■ **GIVEN DATA**
PR #3490, opened 2026-07-16
dont trigger additional minimize for macos on focus lost event

MijPeter:
When I alt-tab etlegacy on my mac it's super clunky and etlegacy appears in recently opened apps.

I've made some research and I think that this is because etlegacy manually executes minimize inside custom method IN_WindowFocusLost() which fights with how sdl resolves it for macos.
Alt-tabing in macos is focus lost event from what I tested.

I've tested this solution on my PC but tbh I'm not sure if it's really correct.

### DIFF
--- a/src/sdl/sdl_input.c
+++ b/src/sdl/sdl_input.c
@@ -1718,7 +1718,9 @@ static void IN_ProcessEvents(void)
 				{
 					break;
 				}
+#ifndef __APPLE__
 				IN_WindowFocusLost();
+#endif
 			// fall through
 			case SDL_WINDOWEVENT_LEAVE:
 				Key_ClearStates();


mittermichal:
I would suggest to also test this with fullscreen, windowed and fullscreen windowed setting

MijPeter:
Thx, I just tested locally:

1. Fullscreen:
That is the setting that I was using and the setting for which alttabbing/reopening etlegacy is super clunky.
After the 'fix' it seems to work correctly.

2. Windowed
Seems to be working correctly on master, my change doesnt seem to influence it.

3. Borderless Fullscreen
Same as 2.

MijPeter:
Only change now is that in order to mute in the background user has to tick Mute when unfocused insted of Mute when minimized.

PR #3494, opened 2026-08-01
Fix hit detection: antilag rewind time and dropped usercmds under antiwarp

### LINKED ISSUE #1408: Issues with hit detection

rmarquis:
Fixes #1408

Hit registration felt delayed, and hits sometimes didn't register at all. Both symptoms trace to the interaction
between zinx's antiwarp port (et-antiwarp.c) and antilag (g_antilag.c), and both are compounded by antiwarp
silently discarding usercmds. Two commits, three distinct root causes:

1. Antiwarp fabricated serverTime fed the antilag rewind (d3147ec02)

DoClientThinks() enforces its movement budget by capping/splitting usercmds, rewriting cmd->serverTime to a
fabricated, earlier time (deltahax) before ClientThink_cmd() latches it into pers.cmd and fires weapon events.
Antilag then rewound all other clients to pers.cmd.serverTime — the fabricated time, always older than what the
shooter actually saw. Targets were tested against a past further back than the shooter's view, so hits missed or
registered "late". Under sustained antiwarping, ps.commandTime effectively freezes while level.time advances,
pushing the rewind time outside the marker window entirely.

Fix: latch the client-authored serverTime into gclient_s.realCmdServerTime before antiwarp can rewrite it, and use
it as the rewind time in G_HistoricalTrace/G_HistoricalTraceBegin. (Note: 72bed4f16 attempted this ETPub-style in
2020 but snapshotted after the rewrite, capturing the fabricated time too; reverted in b9d645fd7. This captures it
before antiwarp touches it. The whole lineage — stock WET SDK antilag, rtcwPro — shares the flaw via
pers.cmd.serverTime.)

2. Low-ping shooters got no compensation at all (d3147ec02)

G_AdjustSingleClientPosition() bailed with return qfalse ("oops, no valid stored markers") whenever the rewind time
was newer than the newest marker — the normal case for any shooter with ping below one server frame. Their shots
traced against target positions up to a full server frame (~50 ms at sv_fps 20) ahead of what they saw, with zero
backward reconciliation. i == j after the marker walk can only mean "newer than newest marker" with i == j ==
topMarker, so falling through to the existing copy branch now clamps to the newest marker; backup/restore symmetry
is preserved.

3. Antiwarp silently swallowed button presses (b9ad853ec)

DoClientThinks() discards whole usercmds in four places (>800 ms backlog drop, "future" packets, "past" packets
after a resync jump, queue overflow overwrite), losing their buttons/wbuttons along with the movement. Weapon fire
is level-triggered on cmd.buttons & BUTTON_ATTACK inside Pmove — if the entire press window is dropped, the shot
never exists server-side.

Fix: accumulate the buttons of every discarded cmd into droppedButtons/droppedWButtons and OR-merge them into the
next cmd actually processed. A swallowed click becomes a late shot instead of no shot — and thanks to fix 1, the
late shot still rewinds to what the player saw. Movement/drop semantics and the clock-cheat protection are
unchanged; only button state is forwarded, never movement.

Testing

- [x] Compile
- [ ] Playtest with a high-ping / packet-lossy client: semi-auto spam during loss bursts, g_antiwarp 16|32 debug
output, g_debugBullets/g_debugPlayerHitboxes to eyeball rewound hitboxes
- [ ] A/B against g_antiwarp 0 to confirm no regression for non-warping players
- [ ] Low-ping / LAN match to verify compensation for sub-frame pings

Known limitations

- Timing analysis of the merged press vs. stock semantics (PM_Weapon, including the semi-auto quickfire clamp at weaponTime <= 150 ms) shows the merge reproduces stock fire/no-fire outcomes in virtually all press/release timings. The one divergent artifact is a possible "ghost shot": a click released just before the quickfire window, fully dropped, can fire when the merged press lands inside the window — stock would not have fired, and the client never predicted the shot. Rare and benign; suppressing it (forwarding press/release edges instead of button levels) would reintroduce the lost clicks this fix exists to prevent.
- Shots from within a fully-dropped full-auto hold are inherently unrecoverable; the merge restores one shot rather than the full burst.
- Weapon switches (cmd.weapon) of dropped cmds are still not forwarded.
- Original etpro's reconciliation of antiwarp/antilag could not be checked: etpro source is not publicly available (closed source; antiwarp was a private handoff from zinx, a2139bb15).

### DIFF
--- a/src/game/et-antiwarp.c
+++ b/src/game/et-antiwarp.c
@@ -193,6 +193,11 @@ void DoClientThinks(gentity_t *ent)
 		serverTime = cmd->serverTime;
 		totalDelta = latestTime - cmd->serverTime;
 
+		// remember the command time the client actually authored - antilag
+		// must rewind to this time, since cmd->serverTime may be rewritten
+		// below (deltahax) to enforce the movement budget
+		ent->client->realCmdServerTime = cmd->serverTime;
+
 		if (pmove_fixed.integer || ent->client->pers.pmoveFixed)
 		{
 			serverTime = ((serverTime + pmove_msec.integer - 1) / pmove_msec.integer) * pmove_msec.integer;
--- a/src/game/et-antiwarp.c
+++ b/src/game/et-antiwarp.c
@@ -57,18 +57,19 @@ void etpro_AddUsercmd(int clientNum, usercmd_t *cmd)
 	gentity_t *ent = g_entities + clientNum;
 	int       idx  = (ent->client->cmdhead + ent->client->cmdcount) % LAG_MAX_COMMANDS;
 
-	ent->client->cmds[idx] = *cmd;
-
 	if (ent->client->cmdcount < LAG_MAX_COMMANDS)
 	{
+		ent->client->cmds[idx] = *cmd;
 		ent->client->cmdcount++;
 	}
 	else
 	{
 		// queue full, the oldest command is overwritten - rescue its button
-		// presses so they are not silently lost (refs #1408)
+		// presses before overwriting so they are not silently lost (refs #1408)
+		// (note: with a full queue, idx == cmdhead)
 		ent->client->droppedButtons  |= ent->client->cmds[ent->client->cmdhead].buttons;
 		ent->client->droppedWButtons |= ent->client->cmds[ent->client->cmdhead].wbuttons;
+		ent->client->cmds[idx]        = *cmd;
 		ent->client->cmdhead          = (ent->client->cmdhead + 1) % LAG_MAX_COMMANDS;
 	}
 }
--- a/src/game/et-antiwarp.c
+++ b/src/game/et-antiwarp.c
@@ -65,7 +65,11 @@ void etpro_AddUsercmd(int clientNum, usercmd_t *cmd)
 	}
 	else
 	{
-		ent->client->cmdhead = (ent->client->cmdhead + 1) % LAG_MAX_COMMANDS;
+		// queue full, the oldest command is overwritten - rescue its button
+		// presses so they are not silently lost (refs #1408)
+		ent->client->droppedButtons  |= ent->client->cmds[ent->client->cmdhead].buttons;
+		ent->client->droppedWButtons |= ent->client->cmds[ent->client->cmdhead].wbuttons;
+		ent->client->cmdhead          = (ent->client->cmdhead + 1) % LAG_MAX_COMMANDS;
 	}
 }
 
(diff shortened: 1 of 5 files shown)


x0rnn:
Maybe @ryzyk-krzysiek could verify this?

ryzyk-krzysiek:
I've looked into for a bit and here are my thoughts:

1. This sounds correct. I've tried testing it but triggering deltahax and shot at the correct time it's not exactly easy to do manually. Since it seems to be pretty hard for me to reproduce the issue and when I do it's a bit impossible to tell a difference and at that point game is kind of in unplayable state it seems right now it doesn't change much, but again my tests were not good enough. 
I can confirm there can be discrepancy between antilag rewind times, but since I was unable to do testing I would be satisfied with I won't vouch for it at this time, but the idea sounds correct to me (I also don't believe it would break anything but I rather be safe than sorry especially since I don't play the game anymore for few years and I myself refrained from some antilag optimizations because of it).

ETPro uses attack timestamp like in the mentioned commit https://github.com/etlegacy/etlegacy/commit/72bed4f16c3bb05b48b1a839707a574f9aad7a6f 

<details>
<summary>decomp (CLICK)</summary>
etpro_antiwarp_antilag_1
etpro_antiwarp_antilag_2
</details>

2. This seems incorrect to me. I don't think there should ever be a situation where the requested time is newer than newest marker, furthermore there should always be 2 snapshots between the requested time unless the time is too old and we run out of history. 
This is how the engine works, client always interpolates between 2 states, and even if it doesn't have them, then it doesn't mean server doesn't, only that it didn't receive it on time. This should be true even on ping 0, client is always in the past. I think `if (i == j)` should never be true unless we run out of history because of ping, so it defaults to current game state in that case.

3. I think this is mostly design issue not a bug. Should the buttons be allowed even though everything else was discarded?

Either way I have some thoughts about it.

- https://github.com/etlegacy/etlegacy/commit/b9ad853ece9dd3e77c3241e8a806108fa246fa9b#diff-66e06036bc03740f86ded48ac6a8f0d68571ca094f0c38d8fbc23f9533c84aa3R218-R222 This `totalDelta >= drop_threshold` drop, I think it could become inconsistent with antilag, we save buttons for a command older than 800ms, but do we have antilag history for more than 800ms? if not why are we trying to save the buttons and run them if we can't guarantee that the resulting shot is leading to be anything accurate that actually happened

- https://github.com/etlegacy/etlegacy/commit/b9ad853ece9dd3e77c3241e8a806108fa246fa9b#diff-66e06036bc03740f86ded48ac6a8f0d68571ca094f0c38d8fbc23f9533c84aa3R230-R231 This looks like saving buttons from a command that is not in correct state - from the future.

- https://github.com/etlegacy/etlegacy/commit/b9ad853ece9dd3e77c3241e8a806108fa246fa9b#diff-66e06036bc03740f86ded48ac6a8f0d68571ca094f0c38d8fbc23f9533c84aa3R239-R241 This feels like it shouldn't even be possible to happen since server won't run commands coming from the past already, maybe some incorrect order issue? Not sure.

Also maybe the added save for the buttons for some dubious user commands could lead to some "exploits" or just other unwanted/undefined behaviour, since they might be either old/out of order/mangled.

rmarquis:
Thanks for your thoughts. The main commit indeed aligns with our initial findings from a few years ago. The two other commits are more side issues that have been caught but I can't say I understand the implications.

> since I was unable to do testing I would be satisfied with I won't vouch for it at this time

Very understandable. I think a series of A/B testing would be required here, similarly to how we tested it a few years ago (see #1408, this allowed us to pinpoint the issue to the antiwrap in the mod code back then): one test server running etlded + Legacy (current version), one with etlded + legacy (with the above patch), and one last with etleded + Jaymod for control. Doing an eyeball comparison over a couple of evenings might be enough to validate the patch improves the situation.

PR #3499, opened 2026-08-08
Remove Prestige system

### LINKED ISSUE #3498: Remove Prestige system
The prestige system (#1155) was added as a way to encourage voluntary XP resets once all skill levels are reached, as an alternative to XP Save. In practice it never worked as intended: it offers no meaningful reward, is easily clicked by accident, and is perceived as a penalty because it resets skills back to 0. It has remained half-baked and is now considered unused leftover code rather than a genuine feature.

Remove the prestige system entirely in preparation for a better skill/upgrade system in the future.

## Scope

* Remove prestige tracking, storage, and UI display
* Remove prestige-related database fields and userinfo keys
* Remove prestige popups, collect button, debriefing notes, scoreboard icons, crosshair info option, and "most prestigious" award
* Remove prestige streak counter and related cvars/logic
* Clean up any prestige-specific Lua hooks or conditional checks

## References

* Original feature request: #1155
* Related commits include f67a9c2, 69e25cb, 8f0e07e, b8dea36, 10ada5b, and follow-up fixes

rmarquis:


src/cgame/cg_hud_io.c
Aranud, line 1: This break the version upgrade and shall be treated in new HUD  version by shifting the dynamic color to previous previous prestige value.

src/cgame/cg_local.h
```diff
@@ -2870,8 +2843,7 @@ enum
 {
 	CROSSHAIR_BAR_CLASS         = BIT(0),
 	CROSSHAIR_BAR_RANK          = BIT(1),
-	CROSSHAIR_BAR_PRESTIGE      = BIT(2),
```
Aranud, line 2873: By shifting the dynmacic color to prestige value we shall ensure the value selected by the player will be compatible once the prestige field is removed. A new HUD version bump is required.

Aranud (changes requested):

Aranud:
HUD version upgrade shall be handle according the prestige field removed for crosshair bar. 
Otherwise, other removed part are legitimates

Aranud (approved):

PR #3544, opened 2026-08-24
Add .wav for check-changes.py

Vorschreibung:


misc/check-changes.py
```diff
@@ -148,6 +149,75 @@ def check_jpeg(path: Path, errors: List[Error]):
...
+            ) = struct.unpack("<HHIIHH", fmt[:16])
+
+            if audio_format != 1:
+                errors.append(Error(path, "WAV file must be uncompressed PCM."))
+            if bits_per_sample != 16:
+                errors.append(Error(path, "WAV file must be 16-bit."))
+            if channels != 1:
+                errors.append(Error(path, "WAV file must be mono."))
+            if sample_rate != 22050:
+                errors.append(Error(path, "WAV file must be 22050 Hz."))
```
Aciz: Why? 44KHz is supported even by the vanilla engine.

Vorschreibung: @Aciz thanks!

Aciz: I mean, this is wrong too, 11KHz is also valid :D technically, *any* sample rate is valid, as the sound backend does all the resampling required to play the sound, so I don't think having a sample rate check here makes any sense at all.

Vorschreibung: Good point! UwU :3 etc.

PR #3576, opened 2026-09-13
client: scan 8 ports for LAN server list

Helldembez:
Increased the port scan range to 8 specifically for upcoming LAN. Was considering something more complicated, but this should do just fine for the amount of times it actually gets used.

Reason: When running more than 4 gameservers locally on the same server, the local server browser of clients would only show the first 4 servers in port range 27960-27963.


rafal1137:
I remember servers having `27969`
So why not increase it more and yes its documented 

obraz

Soruce:
https://en.wikipedia.org/wiki/List_of_TCP_and_UDP_port_numbers

Helldembez:
Theoretically you can set any port hosting a server. So one can host at 27980 if they wanted to. The old engine just used its default port and added 4 to scan. I don't really care if its 8 or 10. The number 8 was chosen because that is what we realistically will host for now. Unless someone has ran into an issue here trying to host more than 8 servers I don't really see a reason to unnecessarily scan more ports than needed.

PR #3577, opened 2026-09-13
server: re-associate client session when its source IP changes

mittermichal:
`SV_PacketEvent` matches an incoming packet to a client slot with `NET_CompareBaseAdr`, which compares the IP only. A changed NAT **port** is already repaired ("fixing up a translated port"), but a changed **IP** is not: the packet matches no client and is silently discarded. The server keeps sending to the stale address and never receives another ack, so the unacknowledged reliable command backlog grows until it exceeds `MAX_MSGLEN` and `SV_CheckForMsgOverflow` drops the player with "Msg overflowed".

This affects clients behind CGNAT, on mobile links, or on a VPN that drops.

### Evidence

Scanning ~6000 client demos for the `cpm "<name>^7 Msg overflowed"` broadcast, cross-referenced with 31 server console logs: 49 real overflow events, 37 with a comparable before/after IP, of which 11 changed IP. In one case a player was dropped four times in a single gather night, his source port rebinding once and then his IP changing outright. Lining his own POV demos up against the server log, each drop follows 1-6 s after the last snapshot he received.

Note that IP change explains a minority of these drops - the rest only need a few seconds of ordinary packet loss at the reliable command rates gathers run (`g_teamInfoUpdateRate` is 20 on most of the logs I have, against a default of 1000). This PR addresses the address change subset, not overflow drops in general.

Incidentally, a dropped player's own demo never records the reason: `CL_WriteDemoMessage` runs after `CL_ParseServerMessage`, and `disconnect` longjmps out via `Com_Error(ERR_SERVERDISCONNECT)`, so the final message is never written, while `CL_StopRecord_f` still writes the end marker. The drop is only ever visible from another player's POV.

### The change

When no client matches on address, a second pass looks the client up by `qport` and moves the session to the new address. To limit abuse the candidate must be `CS_CONNECTED` or later, must not be a bot or democlient, must send a sequence that would pass the netchan ordering check, and may only be moved once per `SV_ADDRESS_CHANGE_INTERVAL` (5 s). Gated on `sv_allowClientIpChange`.

### This is not authentication

A spoofer needs a matching `qport` and a sequence ahead of the client's current one, both of which travel in the clear. It extends the trust already granted to port changes so that it also covers address changes. A properly safe version would require proof of the challenge, which is a protocol change.

I have defaulted the cvar to `1`, which is a guess - `0` may be the right call until that is settled. I would rather have a maintainer's view on this than have it found in review.

### Testing

Local server, 12 omni-bots, `g_teamInfoUpdateRate 20`, client changing address mid-game via `net_ip` + `net_restart`:

| scenario | result |
| --- | --- |
| `net_ip` change, `sv_allowClientIpChange 0` | `msg overflowed` drop 9.7 s after the change |
| `net_ip` change, `sv_allowClientIpChange 1` | session continues, address change logged |
| `net_port` change | unchanged, still "fixing up a translated port" |

Test server binaries built from this branch, for admins who want to try it before a merge: https://github.com/mittermichal/etlegacy/releases/tag/v2.85.0-client-ip-change1

Discussed on Discord: https://discord.com/channels/260750790203932672/1537752538663878696


mittermichal:
i should have told it to run the `uncrustify` :sweat_smile:

mittermichal:
this was after a quite long session investigating that issue and for me the focus is the competitive servers (they have modified g_teamInfoUpdateRate to 100 atm) for which I made build available here:  https://github.com/mittermichal/etlegacy/releases/tag/v2.85.0-client-ip-change1
That was priority for me and I just let claude also write PR, so feel free to close this and use it as reference. But I confirmed manually that it fixed changing `net_port` and then doing `net_restart`

Issue #1147, opened 2020-03-05
Add weapon toss sound (bouncing)


ETLegacyTeam:
Author: @IR4T4 (IR4T4)
Date: 2018-12-25
Redmine Issue: 1147, https://dev.etlegacy.com/issues/1147

---

I can't hear the weapon toss sound anymore  when body is switching to corpse. 

---

Related commit(s):
c4c1794d66db63063204e519d5e93da1fdb82df5 - game: add bouncing effect on items drop (weapon/ob..

ETLegacyTeam:
From: @Aranud (Aranud)
Date: 2018-12-30T19:02:12Z

---

Not present in vanilla, this one can be add.

ETLegacyTeam:
From: @Aranud (Aranud)
Date: 2019-09-03T17:07:49Z

---

We need a generic bouncing sound for all weapon. NQ have these for both clip and weapon by example.

rmarquis:
Two free sound (Creative Common) that might be good enough to fit:
* [GUN DROP](https://freesound.org/people/MTJohnson/sounds/426313/)
* [Dropping Sword](https://freesound.org/people/Christopherderp/sounds/342452/)

The .weap files need to be extended with a new `bounceSound` parameter, which can then be linked to a new sound event.

PR #3603, opened 2026-09-21
mod: add weapon toss sound (bouncing), refs #1147

Aranud:


Aranud:
Feedback : 

> I tried those sounds. Two things I would adjust a little would be:
Ammo/Medic pack pitch lower
MP40/Thompson (it sounds a bit like a toy currently, at least the end of the bounce sound)
The rest were fine in my opinion.

>Wouldn't that reveal position behind corners

>I'd say the sounds feel too "light". At least for SMG and rifle, they make me think more about ammunition boxes than weapons.
But idea is good in principle, though I'd probably also reduce slightly teh sound volume as to not make it too spammy.

x0rnn:
By the way, this would play both sounds (pickup and drop) at the same time?

Edit: ah, this is meant when body switches to cropse/tapout...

■ **TASK TO COMPLETE**
Each line holding "loss" should be copied from the material above.

■ **RESPONSE AREA**
- [ ] Playtest with a high-ping / packet-lossy client: semi-auto spam during loss bursts, g_antiwarp 16|32 debug
Note that IP change explains a minority of these drops - the rest only need a few seconds of ordinary packet loss at the reliable command rates gathers run (`g_teamInfoUpdateRate` is 20 on most of the logs I have, against a default of 1000). This PR addresses the address change subset, not overflow drops in general.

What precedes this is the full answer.